Human Capital and the Demographic Transition: Why Schooling Became Optimal

47 Pages Posted: 4 Mar 2012  

Edgar Vogel

Deutsche Bundesbank; Max Planck Society for the Advancement of the Sciences - Munich Center for the Economics of Aging (MEA)

Date Written: February 14, 2011

Abstract

This paper develops a model with increasing adult life expectancy as the driving force of the economic and demographic transition. We show that if parents invest their own time into children's human capital, rising adult life expectancy unambiguously increases fertility.

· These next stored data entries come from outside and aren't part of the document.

PR #713, opened 2025-02-14
Fix reticulate focus

dfalbel:
When there's already a comm open for reticulate, we need to send an event message to the front-end:

https://github.com/posit-dev/ark/blob/1eb4a8d9e9eab8211bc87f0356e611155662d435/crates/ark/src/reticulate.rs#L105-L118

I don't know of a direct way of doing this. But here, we send a message to the comm, and then forward it to the front-end
through the outgoing_tx.

This will help addressing https://github.com/posit-dev/positron/issues/3865, as in that case, the quarto extension will call `real_python(input=<chunk_code>)` and we'll forward that code to the front end so that we can execute within the reticulate Python session.

### DIFF
--- a/crates/ark/src/reticulate.rs
+++ b/crates/ark/src/reticulate.rs
@@ -19,7 +19,7 @@ use uuid::Uuid;
 
 use crate::interface::RMain;
 
-static RETICULATE_COMM_ID: LazyLock<Mutex<Option<String>>> = LazyLock::new(|| Mutex::new(None));
+static RETICULATE_COMM: LazyLock<Mutex<Option<CommSocket>>> = LazyLock::new(|| Mutex::new(None));
 
 pub struct ReticulateService {
     comm: CommSocket,
@@ -27,7 +27,10 @@ pub struct ReticulateService {
 }
 
 impl ReticulateService {
-    fn start(comm_id: String, comm_manager_tx: Sender<CommManagerEvent>) -> anyhow::Result<String> {
+    fn start(
+        comm_id: String,
+        comm_manager_tx: Sender<CommManagerEvent>,
+    ) -> anyhow::Result<CommSocket> {
         let comm = CommSocket::new(
             CommInitiator::BackEnd,
             comm_id.clone(),
@@ -45,13 +48,15 @@ impl ReticulateService {
             .send(event)
             .or_log_error("Reticulate: Could not open comm.");
 
+        let socket = service.comm.clone();
+
         spawn!(format!("ark-reticulate-{}", comm_id), move || {
             service
                 .handle_messages()
                 .or_log_error("Reticulate: Error handling messages");
         });
 
-        Ok(comm_id)
+        Ok(socket)
     }
 
     fn handle_messages(&self) -> Result<(), anyhow::Error> {
@@ -61,13 +66,7 @@ impl ReticulateService {
                 break;
             });
 
-            // Eventually, messages will be sent from R to this comm using
-            // main.get_comm_manager_tx().send()
-            // We want these to be forwarded to the front-end.
-            if let CommMsg::Data(_) = msg {
-                self.comm.outgoing_tx.send(msg)?;
-                continue;
-            }
+            log::trace!("Reticulate: Received message from front end: {msg:?}");
 
             if let CommMsg::Close = msg {
                 break;
@@ -81,9 +80,9 @@ impl ReticulateService {
             .or_log_error("Reticulate: Could not send close message to the front-end");
 
         // Reset the global comm_id before closing
-        let mut comm_id_guard = RETICULATE_COMM_ID.lock().unwrap();
-        log::info!("Reticulate Thread closing {:?}", (*comm_id_guard).clone());
-        *comm_id_guard = None;
+        let mut comm_guard = RETICULATE_COMM.lock().unwrap();
+        log::info!("Reticulate Thread closing {:?}", self.comm.comm_id);
+        *comm_guard = None;
 
         Ok(())
     }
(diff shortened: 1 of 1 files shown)


crates/ark/src/reticulate.rs
```diff
@@ -89,11 +98,13 @@ pub unsafe extern "C" fn ps_reticulate_open(input: SEXP) -> Result<SEXP, anyhow:
     let main = RMain::get();
 
     let input: RObject = input.try_into()?;
-    let input_code: Option<String> = input.try_into()?;
-
-    let mut comm_id_guard = RETICULATE_COMM_ID.lock().unwrap();
+    let input_code: Option<String> = match r_is_null(input.sexp) {
```
dfalbel, line 101: This is not the focus of this PR, but would be nice to sneak it here because reticulate by default will send a `NULL`.

crates/ark/src/reticulate.rs
```diff
@@ -89,11 +98,13 @@ pub unsafe extern "C" fn ps_reticulate_open(input: SEXP) -> Result<SEXP, anyhow:
...
+        true => None,
+        false => Some(input.try_into()?),
```
lionel-, line 103: Use `if` instead of `match`? Seems a bit strange with a boolean. (Feel free to ignore)

crates/ark/src/reticulate.rs
lionel-: Add a comment about this reticulate behaviour?

lionel- (commented):
Since these messages are supposed to be coming from the frontend, it seems a bit roundabout to forward them back to the frontend.

How about creating a global singleton representing the `ReticulateService` that you could dereference from the C callbacks? Maybe add a `send_event()` method on that service. And then you can send the event in a more straightforward manner.

What do you think?

In any case we should probably still add handling on these `CommMsg` from the frontend to at least log them when they come in.

dfalbel:
The message is now sent directly to the from-end with https://github.com/posit-dev/ark/pull/713/commits/4695ccf93c3fef633ca11fcdce966faf2f3e40a5 and https://github.com/posit-dev/ark/pull/713/commits/52895fc3eca8d73593d89e16c5efd671907cda81

It might still not be ideal, because we have to clone the service in order to send it to the execution thread. We could avoid cloning by introducing a different crossbean channel like we do in the UI channel:

https://github.com/posit-dev/ark/blob/52895fc3eca8d73593d89e16c5efd671907cda81/crates/ark/src/ui/ui.rs#L48

But this seemed an overkill, instead, we cleanup the global when the thread is closed:

https://github.com/posit-dev/ark/blob/52895fc3eca8d73593d89e16c5efd671907cda81/crates/ark/src/reticulate.rs#L83-L87

crates/ark/src/reticulate.rs
```diff
@@ -44,22 +50,25 @@ impl ReticulateService {
             .send(event)
             .or_log_error("Reticulate: Could not open comm.");
 
+        let serv = service.clone();
         spawn!(format!("ark-reticulate-{}", comm_id), move || {
-            service
+            serv.clone()
```
lionel-, line 55: It seems like this clone is unnecessary since`serv` was moved here?

lionel-: This is a more conventional way of moving a clone:

```rust
        spawn!(format!("ark-reticulate-{}", comm_id), {
            let service = service.clone();
            move || {
                service
                    .handle_messages()
                    .or_log_error("Reticulate: Error handling messages");
            }
        });
```

lionel- (commented):
oops, in hindsight it does not really make sense to make the whole service a singleton, since the service is performed from another thread. Having that global variable being a clone that could potentially run the service from another thread does not feel right.

How about storing the necessary channels in that global such as `comm.outgoing_tx`?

With children educated in schools and parents paying tuition fees, the reaction of fertility to changes in longevity is ambiguous. If productivity of adult human capital is sufficiently low, fertility will decrease. Without schooling system, rising life expectancy rises, a schooling system will be endogenously adopted and the relationship between fertility and longevity reversed.

We argue therefore that it is important to account for the change in the nature of the costs of child education: from time costs to monetary costs.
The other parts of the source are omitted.